▶ Work item
Print the complete set of entries exactly.

▶ Dataset entries
--------------------
PR #1001, opened 2024-05-29
SLCORE-825 & SLCORE-672 add dbdjavafrontend plugin

sophio-japharidze-sonarsource:


nquinquenel (approved):
LGTM, maybe you can also create a similar test for DBD Java? They [require](https://github.com/SonarSource/sonar-dataflow-bug-detection/blob/fabcb2e290ebb6f214fc81cfeca37a2ca9291259/frontend/java/pom.xml#L100) to have Java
--------------------
▶ Task output
PR #1001, opened 2024-05-29
SLCORE-825 & SLCORE-672 add dbdjavafrontend plugin

sophio-japharidze-sonarsource:


nquinquenel (approved):
LGTM, maybe you can also create a similar test for DBD Java? They [require](https://github.com/SonarSource/sonar-dataflow-bug-detection/blob/fabcb2e290ebb6f214fc81cfeca37a2ca9291259/frontend/java/pom.xml#L100) to have Java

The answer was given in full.